Work order: Up to and including the line that contains "### Testing Instructions", return every line from the start of the data, unchanged.

Excerpted records:

PR #3713, opened 2025-07-25
[backend] fix: changed lock system for inject status update from implants

impolitepanda:
### Proposed changes

* Changed the lock system to a more robust one
* Added log for debug purposes

### Testing Instructions

1. Launch a salt typhoon simulation where every inject has 2 assets with only crowdstrike agents on them

### Related issues

* Relates #3550 

### Checklist

### DIFF
--- a/openbas-api/src/main/java/io/openbas/rest/inject/service/InjectStatusService.java
+++ b/openbas-api/src/main/java/io/openbas/rest/inject/service/InjectStatusService.java
@@ -18,8 +18,11 @@ import jakarta.validation.constraints.NotNull;
 import java.time.Instant;
 import java.util.Collections;
 import java.util.List;
+import java.util.Map;
+import java.util.concurrent.ConcurrentHashMap;
 import lombok.RequiredArgsConstructor;
 import lombok.extern.slf4j.Slf4j;
+import org.springframework.scheduling.annotation.Scheduled;
 import org.springframework.stereotype.Service;
 
 @RequiredArgsConstructor
@@ -80,6 +83,13 @@ public class InjectStatusService {
   public boolean isAllInjectAgentsExecuted(Inject inject) {
     int totalCompleteTrace = getCompleteTrace(inject);
     List<Agent> agents = this.injectService.getAgentsByInject(inject);
+    log.info(
+        "[issue/2797] Inputs for inject ID: "
+            + inject.getId()
+            + "::agents.size="
+            + agents.size()
+            + "::totalCompleteTrace="
+            + totalCompleteTrace);
     return agents.size() == totalCompleteTrace;
   }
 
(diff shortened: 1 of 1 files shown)


damgouj (approved):

openbas-api/src/main/java/io/openbas/rest/inject/InjectApi.java
```diff
@@ -345,7 +350,17 @@ public void injectExecutionCallback(
...
+    log.debug("Waiting for lock for inject ID: " + injectId);
+    Lock lock = stripedLocks.get(injectId);
+    lock.lock();
+    try {
+      log.debug("Acquired lock for inject ID: " + injectId);
+      injectExecutionService.handleInjectExecutionCallback(injectId, agentId, input);
+    } finally {
+      lock.unlock();
+      log.debug("Released lock for inject ID: " + injectId);
+    }
```
antoinemzs: In general I'm a bit wary of just putting locks on web-based polls, if only because congestion may cause these same polls to timeout, requiring the client to implement a retry mechanism. If concurrency is an issue we should eventually offload this to a background queue for quick endpoint responses and controlled serialised processing.

openbas-api/src/main/resources/application.properties
```diff
@@ -225,7 +225,7 @@ executor.crowdstrike.unix-script-name=OpenBAS Subprocessor (Unix)
 
 # valid values: local | repository
 # default: local
-executor.openbas.binaries.origin=local
+executor.openbas.binaries.origin=repository
```
antoinemzs: Unsure that this is what we want for a default setting

openbas-api/src/main/java/io/openbas/rest/inject/InjectApi.java
antoinemzs: I accept that this was effectively the case before, so from an API client POV, it's no worse than before.

antoinemzs (commented):
Also worth considering is that removing the lock in `InjectStatusService.updateFinalInjectStatus` may have impacts to clients of that method. Please ensure that this is safe to do.

openbas-api/src/main/java/io/openbas/rest/inject/InjectApi.java
savacano28: We have another ticket related to batching execution traces using queues (and that could be a better sln).

antoinemzs: Yes good point, I had reviewed the first iteration but the reimplementation is not near production just yet, so we need to cope with such locks until then... :/

impolitepanda: Agreed on all points, and indeed, this is definitely a temporary solution, while waiting for the queue system :)

openbas-api/src/main/resources/application.properties
impolitepanda: Absolutely not. It was used for testing purposes for a test feature branch. I removed it.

Answer below:
PR #3713, opened 2025-07-25
[backend] fix: changed lock system for inject status update from implants

impolitepanda:
### Proposed changes

* Changed the lock system to a more robust one
* Added log for debug purposes

### Testing Instructions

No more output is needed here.